そのことを思えば、山頂からの撮影は大変なリスクが隠れているようだ。接近する前から分かっていたように、夥しい落ち葉や枯れ枝の堆積で地山が見える場所が殆どなかった。少しでも視角を得るためには張り出した枝を避けてカメラを構えた両手を差し出さなければならないのだが、不用意に地山でない部分まで足を踏み出せば滑落するリスクがあった。むしろ落ち葉で隠れているから恐怖心が薄れていただけであって、落ち葉を片付けた下から近寄るのも躊躇われるほどの削られた垂直壁が現れるかも知れない。

抉られた岩は北へ張り出す尾根の端にあったので、あの真下辺りにさっき観察したブルが鎮座しているように思われた。しかし目を凝らしても藪の中に特徴的な黄色いものは見えなかった。現在居る山頂までそれほどの高低差を残していたわけだ。山頂はここから近い筈だとばかりにブルの削った斜面を強引によじ登っていたら、藪漕ぎプラス予期しないロッククライミング演習という登山どころではない目に遭っていただろう。

位置関係を含めて連続的に記録するために、久し振りのこと動画で記録してみた。
最初に山頂の足元にある三角点、樹に取り付けた山頂プレートを写し、それから東側へ身を乗り出してカメラを回している。
最後にカメラをゆっくり右へ動かす際には両手が塞がって身体の支えがないためかなり怖かった


[再生時間: 25秒]


電波塔エリアからは東に平原岳が見えるが、電線類に阻まれて眺めは良くない。他方、山頂からは眺めは遠くまで利くが目印となるような山が近くに見当たらなかった。
ランドマークとなるものを探すために、同じ範囲で少し遠方をズーム撮影してみた。これはスプーン抉り岩の方向で先を窺ったものである。[15:00]


カメラを東へ振る。そのままだと木の枝に隠されて先が窺えなかったのだが、ズームでそれらを避けて先を写している。平原岳は更にこの写真で右端の方に位置する。


集落がある方を更にズームしてみた。
左下側に写っているのは恐らく県道だろう。点在する民家の手前側に大田川が流れている筈だが、山の端に隠れて見えなかった。

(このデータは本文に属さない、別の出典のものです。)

PR #60308, opened 2024-08-09
Add new users to welcome series list

bethanyaconnor:
Instead of sending a welcome email when teachers sign up for our site, we're going to instead add them a "contact list", which will be configured to send the user a series of welcome emails.

I left the previous methods around as we'll need them for other scenarios.

See the [product spec](https://docs.google.com/document/d/11ZhI9YvbJwMICH4St9TJSHoIY-BLluJxt30YJsw0hHk/edit?usp=gmail_thread#heading=h.qi8xxyq72bct) for more details!

### DIFF
--- a/dashboard/config/locales/en.yml
+++ b/dashboard/config/locales/en.yml
@@ -972,7 +972,7 @@ en:
     privacy_notice: "Privacy Notice"
     accept_label: 'I agree to the <a href="%{tos_url}" target="_blank">Terms of Service</a> and <a href="%{privacy_url}" target="_blank">Privacy Policy</a>.'
     accept_label_markdown: I agree to the [Terms of Service](%{tos_url}) and [Privacy Policy](%{privacy_url}).
-    accept_tos: By signing up for Code.org, you agree to our [Terms of Service](%{tos_url}) and [Privacy Policy](%{privacy_url}), and acknowledge that you will receive a series of 6 onboarding emails over 2 weeks.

後で解析できるように、光学ズームの最大倍率(36倍)で集落を撮影した。[1]


好天に恵まれたこともあり、山頂からの眺めは満足のいくものだった。ただし一般的な評価を与えておくと…遠望を期待して登るような山ではない。短くもない管理道を延々と歩いてこの程度なのだ。殆ど人が登らないレアな山に登ったという達成感を味わいたいなら、国土地理院の三角点も備わっていることでもあり一応の登山モチベーションにはなるだろう。

それから携帯会社2社とテレビ中継局向けの電波塔を間近に見られるので、このような塔を撮影して回っている人が立ち寄りついでに山頂まで行ってみるなら悪い選択ではないだろう。ただし草木の勢いが最も衰える今の時期で山頂周辺はこんな状態だから、春先以降は接近自体困難になると予想される。

反対側はまるで眺めが利かなかった。
プレートを固定した松の木の裏側まで身を乗り出せば何とかなったかも知れないが、まるで足元が分からないため自重しておいた。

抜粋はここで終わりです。